The machine learning community may be in the process of developing a new desktop AI benchmark suite, as announced by the MMCommons consortium earlier today. The consortium, in collaboration with the newly formed MLPerf Client working group, is working on creating a standardized set of client AI benchmarks tailored for traditional desktop PCs, workstations, and laptops. Initially focusing on establishing a standard set for Windows platforms, the consortium plans to base the first version of the MLPerf Client benchmark suite on Meta’s Llama 2LLM model.
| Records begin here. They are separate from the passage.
Issue #8109, opened 2019-03-01
Kestrel Libuv.FunctionalTests RemoteIPv6Address flaky in Helix


anurse:
This test is flaky in helix on `OSX.1012.Amd64.Open`. See https://mc.dot.net/#/user/aspnetcore/pr~2Faspnet~2Faspnetcore/ci/20190227.45/workItem/Libuv.FunctionalTests-netcoreapp3.0/wilogs

* [ ] Skipped

anurse:
Can we disable a single test on a specific Helix queue? cc @muratg @Eilon @jkotalik

muratg:
cc @HaoK

HaoK:
We don’t have a way to target a specific test for a specific queue yet. I would just skip the whole test on helix for now. I already filed an issue for adding a skip on OS and helix attribute

anurse:
Fixed in #8111

anurse:
Reopening actually, I just skipped it. I'd still like to track fixing the flakiness.

PR #8111, opened 2019-03-01
skip Libuv.FunctionalTests RemoteIPv6Address on Helix

analogrelay:
related #8109

### DIFF
--- a/src/Servers/Kestrel/test/FunctionalTests/RequestTests.cs
+++ b/src/Servers/Kestrel/test/FunctionalTests/RequestTests.cs
@@ -136,6 +136,7 @@ namespace Microsoft.AspNetCore.Server.Kestrel.FunctionalTests
 
         [ConditionalFact]
         [IPv6SupportedCondition]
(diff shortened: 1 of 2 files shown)


Eilon (approved):

HaoK (approved):
Hopefully this is the main offender, I have a vague recollection of seeing similar tests in here fail before, but I might have skipped them already, cross our fingers I guess

anurse:
If another one shows up, I'll disable the entire project :).

anurse:
I messed something up. I thought it was building on my machine but I was wrong :).

anurse:
Figured it out, the file is also used in Sockets tests. I'm adding some `#ifdef` fun.

HaoK (approved):
Yeah these tests are all shared, so slightly more annoying to disable

HaoK:
Generally I've only seen the libuv bind/functional tests fail (and usually only on non windows, so the flakiness is limited somewhat)

PR #8114, opened 2019-03-01
Fix race in LongPolling causing flaky tests

BrennanConroy:
Fixes https://github.com/aspnet/AspNetCore/issues/6597

### DIFF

In recent years, MLCommons, known as the industry benchmark for AI training and inference on various computing devices including machines and HPC systems, has expanded its benchmark offerings to encompass a wider range of devices. This expansion includes benchmarks for low-power devices and wireless technologies. With the introduction of the MLPerf Client benchmark suite for computers and workstations, the consortium aims to fill the gap in their benchmark portfolio. While this initiative marks a significant milestone, it also presents the team with their most ambitious project to date.
The primary objective of the newly formed MLPerf Client working group is to develop a benchmark suite tailored for client PCs that accurately reflects real-world AI workloads, delivering meaningful and practical results. The announcement of this endeavor at this early stage indicates that the consortium is in the initial phases of developing the MLPerf Client standard, which involves a collaborative and consensus-driven approach. While the group has outlined some technical aspects of the benchmark suite, further refinement and specification of the benchmark tasks are still pending in the coming months.
The working group has already decided to adopt Meta’s Llama 2 model, specifically the 7 billion parameter version (Llama-2-7B), as the foundation for the MLPerf Client benchmark suite. This choice is crucial as the model’s size and complexity are deemed suitable for client PCs. Additionally, the group is in the process of defining the benchmark’s specifics, particularly the tasks that the Llama model will be evaluated for.
The MLPerf Client working group aims to target mass market adoption by initially focusing on the Windows platform, a departure from their previous Unix-centric benchmarks. The goal is to ensure broad compatibility across devices ranging from tablets to desktops. While there are plans to extend the MLPerf Client benchmark suite to other platforms in the future, the primary emphasis is on establishing a strong presence in the dominant Windows PC market.
Given the group’s extensive experience with machine learning workloads, the shift towards customer-centric computing poses a significant challenge. Unlike previous MLPerf editions designed for machine manufacturers and data scientists, the MLPerf Client standard for devices is intended to have a user-friendly interface, making it accessible to end-users. This shift necessitates identifying representative machine workloads and creating an effective visual benchmark to engage users effectively.
In discussions with MLCommons representatives, it is evident that the group has a clear roadmap for the APIs and runtimes that will drive the standard forward, despite unresolved complexities in the benchmark suite. The MLPerf Client benchmark suite is expected to support a variety of execution backends, including Windows APIs like WinML and DirectML, as well as vendor-specific platforms such as CUDA and OpenVino. This flexible approach aligns with the consortium’s laissez-faire strategy observed in their other benchmarks.
Furthermore, the benchmark suite is designed to accommodate various hardware configurations, allowing vendors to leverage GPUs, CPUs, and emerging NPUs according to their preferences. The diverse composition of the working group, comprising hardware and software industry leaders such as Intel, AMD, NVIDIA, Arm, Qualcomm, Microsoft, and Dell, ensures a balanced representation and industry-wide buy-in, essential for widespread adoption.
While the MLPerf Client standard is still in development, it is poised to join leading benchmarks like UL’s Procyon AI and Primate Labs’ Geekbench M in providing benchmarks for Windows client AI. MLCommons aims to differentiate itself through a collaborative approach that involves all partners in decision-making, ensuring consensus and long-term support for the benchmark suite. Despite the ongoing development efforts, the goal is for the MLPerf Client benchmark suite to evolve and expand over time to encompass a broader range of workloads and models, transcending the Windows platform to cater to diverse computing environments.